Data Classification
This week in
Computer Cartography we covered data classification where we were directed to
produce maps showing the distribution of senior citizens (individuals above the
age of 65) in Miami-Dade County in tract data from the U.S. Census of
2010. For the main objective, students
were tasked to use and assess four different methods of data classification in
this pursuit: equal interval, quantile,
natural breaks, and standard deviation.
Further, we needed to use two different variables from the census
data: the percentage of individuals
above 65 and the number of individuals (normalized by square mile) above
65. A total of eight maps were produced
with four comprising a composite related to each of the two different age
variables. In addition, I selected one
of the eight that I felt best conveys the distribution of seniors in Miami-Dade
County.I used a green continuous choropleth scheme for all of the maps except for the ones classed on standard deviation. The only adjustment I made was deleting the white default for the lowest values as this color should be avoided because it can clash with the map background. For the standard deviation classification maps, I used a divergent color ramp, but I needed up reducing the brightness of the values, as they were overpowering the map. For example, the coral shades in the current maps are easier on the eyes than the previous default red hue.

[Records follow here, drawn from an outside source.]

PR #546, opened 2024-12-05
feat: retrieve build-system metadata from build environment

jeremylong:
Allows the gradle plugin to retrieve the build-system URL from the environment variables present in most CI systems. By default, this feature is disabled. However, for those who would like to include this information in the generated bom they can configure:

```groovy
cyclonedxBom {
    includeBuildSystem = true
}
```

This will attempt to retrieve the build job URL from the CI's environment variables for several CI systems (Jenkins, GitHub Actions, Drone, Jenkins, Circle CI, and Travis CI). If not found, the `build-system` meta-data is not populated. If you are using an different CI system not listed, you can configure the feature to use alternative environment variables and even a pattern of multiple environment variables:

```groovy
cyclonedxBom {
    includeBuildSystem = true
    buildSystemEnvironmentVariable = 'MY_CUSTOM_CI_URL'
}
```

Using multiple environment variables can be achieved using the following (note that you must use single quotes to prevent gradle from interpolating the variables):

```groovy
cyclonedxBom {
    includeBuildSystem = true
    buildSystemEnvironmentVariable = '${SERVER}/build/${BUILD_ID}'
}
```

### DIFF
--- a/README.md
+++ b/README.md
@@ -65,6 +65,10 @@ cyclonedxBom {
     includeLicenseText = false
     // Include resolution of full metadata for components including licenses. Defaults to 'true'
     includeMetadataResolution = true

I found the maps produced from counts of seniors (normalized by square mile) the best overall at showing the distribution of senior citizens in Miami-Dade County. I found, however, the maps based on percentage over 65 helpful in confirming some of the information in the count/density of seniors.
I believe the best classification method is quantile-count/normalized of population above 65. While the categories contained in it may not be as easy to understand by the lay person as equal interval, the resulting map best shows the areas of Miami-Dade County with the highest concentration of seniors. Unlike the other maps, this one does not distract the viewer with outlying areas (to the west and south/southwest). Instead the outlying areas are colored the lightest (least density above 65) and it does not distract like quantile and natural breaks with a visual “cluttering” effect in the percentage above maps.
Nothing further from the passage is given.